Return to Caletones 

In Caletones, a small fishing village north of Holguin, 18 kilometers from the town of Gibara, my grandfather Bartholomew built a waterfront home nearly six decades ago. Before the cement had dried, he wrote at the entrance to his bedroom, “1959, year of liberation.” Later, fascinated by the place that owes its name to the number of sea grape plants that grow in the area, film director Humberto Solas immortalized the site in the third part of the film Lucía, a classic of Cuban cinema. And one of the main locations chosen was my grandfather’s home. It’s why the old man named where my extended family would gather every summer vacation until the year 2000, Villa Lucia.

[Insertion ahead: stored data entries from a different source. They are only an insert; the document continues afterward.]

PR #2359, opened 2015-02-03
ringbuffer: add option to enable/disable debugging

bmiklautz:
Add option WITH_DEBUG_RINGBUFFER to enable/disable ringbuffer debugging
at compile time.

Even if it is possible to filter specific wlog tags it's not yet
possible to exclude one or more and ringbuffer adds massive debugging
output if enabled and WLOG_LEVEL is set to DEBUG.


nfedera:
+1

hardening:
+1 too

PR #2361, opened 2015-02-03
xfreerdp: fix problem with SetPosition

bmiklautz:
Since XWarpPointer generates an pointer motion event, as if the mouse
was moved by hand, xfreerdp sends back the received mouse position to
the server. This behavior is wrong since pointer positions set via
server pointer update pdu shouldn't get sent back to the server
(it's not a "real" mouse move).

To fix this problem change the x windows event mask to not handle
pointer motion events before setting the new pointer position and change
it back again afterwards.

Possible downside of this is that some pointer motion events might get
lost but this shouldn't be noticeable.

Thanks to @nfedera for the neat idea with the attributes ;).


hardening:
I love that kind of hack :)

nfedera:
+1

PR #2366, opened 2015-02-05
Fixes Solaris bus error on sparc.

xsumbe00:


bmiklautz:
@freerdp-bot test

bmiklautz:
+1

bmiklautz:
@xsumbe00 are you developing directly on solaris/sparc? If so I wonder if you could try building (cmake option -DBUILD_TESTING=ON) and run the tests (ctest) to see if they work.
There is an open issue for debian on sparc https://bugs.debian.org/cgi-bin/bugreport.cgi?bug=764432  that might rather be related to the platform than to the os.
We unfortunately don't have any sparc machine to test on.

xsumbe00:
Is there any docs how should I run the tests?

bmiklautz:
@xsumbe00 not really. But it's quite straight forward:

* install "ctest" (usually comes with the cmake package)
* configure FreeRDP with the extra cmake option -DBUILD_TESTING=ON and build
* just run ctest in the build directory

I guess you already have some configured and compiling tree checked out. In this case just run the following in your build directory.

```
cmake -DBUILD_TESTING=ON .
make
ctest
```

A few years ago a hurricane took umbrage with Caletones. My grandfather’s home is no longer there and the architectural landscape is different from my memories of yesteryear. But essentially what made that place a kind of orchard (no running water, dirt roads and electricity only a few hours in the day) remains intact: the humility and solidarity of its few inhabitants, the breeze, and the smell of its surrounding fields and salt air, the fine sand and parsimony of its small beaches and its natural pools like the cold pond or the blue tanks (the underwater caverns being the deepest on the island).

So allow me then the insolence to disagree for a second with our dear and beloved poet from Holguin, Delfin Prats, presently nominated for the National Literature Prize, who wrote the verse “Do not return to where you were happy.”

Because in Caletones is where I ate too much of the mamoncillo fruit, also the mangos, melons and pineapples; it was where I learned to swim, fish, ride horses … where I hung out loose and free, as the Cuban saying goes. It is one of those special places one cherishes, where one lived the essential and happy childhood and adolescence, when you start to feel free and full.